# How long for redundancy payment?



## madge1983

Hi all,

My other half was made redundant 4 weeks ago.

His employer is paying statutory redundancy but has been very unhelpful as to when he will receive this. 

Money is beginning to get very tight & I'm just wondering how long should he be waiting on payment? Is there legislation to govern this?

Thanks in advance for any input!


----------



## Bill Struth

madge1983 said:


> Hi all,
> 
> My other half was made redundant 4 weeks ago.
> 
> His employer is paying statutory redundancy but has been very unhelpful as to when he will receive this.
> 
> Money is beginning to get very tight & I'm just wondering how long should he be waiting on payment? Is there legislation to govern this?
> 
> Thanks in advance for any input!


it should be paid immediately on date of dismissal according to the redundancy payments act 2003.


----------



## madge1983

Thanks for replying Bill - I have also noted that. 

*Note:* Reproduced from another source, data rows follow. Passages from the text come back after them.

PR #3609, opened 2021-02-23
Andrew/fix list push segfault

takameyer:
## What, How & Why?
```
    constructor(description) {
        super()
        this.id = `${new ObjectId()}`
        this.done = false;
    }

    static schema = {
        name: "TodoItem",
        properties: {
            id: "string",
            description: "string",
            deadline: "date?"
        },
        primaryKey: "id"
    }
}

    constructor(name ) {
        super()
        this.id = `${new ObjectId()}`
        this.name = name;
        this.items = []
    }

    static schema = {
        name: "TodoList",
        properties: {
            id: "string",
            name: "string",
            items: "TodoItem[]"
        },
        primaryKey: "id"
    }
}

realm.write(() => {

})
```

The problem is that realm was assuming that if the object is of type Realm.Object that it has already been created.  This assumption was causing a null pointer to be dereferenced which had caused the segmentation fault.  The logic now checks for null and falls through to creating the object if it has not been created.

## ☑️ ToDos

* [x] 📝 Changelog entry
* [x] 🚦 Tests

* [ ] jsdoc files updated


src/js_object_accessor.hpp
```diff
@@ -428,13 +428,16 @@ struct Unbox<JSEngine, Obj> {
...
         if (js::Object<JSEngine>::template is_instance<RealmObjectClass<JSEngine>>(ctx->m_ctx, object)) {
             auto realm_object = get_internal<JSEngine, RealmObjectClass<JSEngine>>(ctx->m_ctx, object);
-            if (realm_object->realm() == ctx->m_realm) {
-                return realm_object->obj();
-            }
-
-            bool updating = policy.copy && policy.update;
-            if (!updating && !policy.create) {
-                throw std::runtime_error("Realm object is from another Realm");
+            if (realm_object){
```
fronck, line 431:
```suggestion
            if (realm_object) {
```

src/js_object_accessor.hpp
```diff
@@ -428,13 +428,16 @@ struct Unbox<JSEngine, Obj> {
...
+                if (realm_object->realm() == ctx->m_realm) {
+                    return realm_object->obj();
+                }
+                else{
```
fronck, line 435:
```suggestion
                else {
```

takameyer:
Closing and making a new branch based on master instead of develop.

Obviously it hasn't been paid to him. Do you have any advice as to where he goes from here as he is getting no information from his employer


----------



## Nutso

I work for a company that let some people go last year.  At the time of the redundancies, cash flow was a problem and we did not have the money to pay them.  I called NERA who told me that the employee could lodge a claim with the Labour Relations Commission but that this would take approx 6 months to come up, so as long as we had paid them within that time we would be covered.

Your OH may be able to claim the redundacy payment directly from the government - check out www.entemp.ie redundancy payments section.  If he does that the government would then have to claim the employer portion from the employer.


----------



## Bill Struth

madge1983 said:


> Thanks for replying Bill - I have also noted that.
> 
> Obviously it hasn't been paid to him. Do you have any advice as to where he goes from here as he is getting no information from his employer


 
He should send a completed form RP77 to his former employer. You can get one here,

http://www.entemp.ie/employment/redundancy/publications.htm

Give him 14 days to reply. If no reply is forthcoming then you should take a case to the EAT. Fill in a T1A which you can download here,

[broken link removed]


----------



## Bill Struth

Nutso said:


> Your OH may be able to claim the redundacy payment directly from the government - check out www.entemp.ie redundancy payments section. If he does that the government would then have to claim the employer portion from the employer.


He would need a completed RP50 from the employer before they can claim from the social insurance fund.


----------



## JQ2002

Is the employer insolvent?

If so, the Liquidator will take over the handling of the RP50s on behalf of the employees, all monies will then be paid out of the Insolvency Fund.

However, this will not happen unless the Company has been declared insolvent, i,e on the appointment of a liquidator.

In any event, it can take months for the funds to come through.


----------



## irishbarman

i was let go over 2 weeks ago mu ex employer is away on hols till the end of the month and i have been told i wont get a penny till he comes back


----------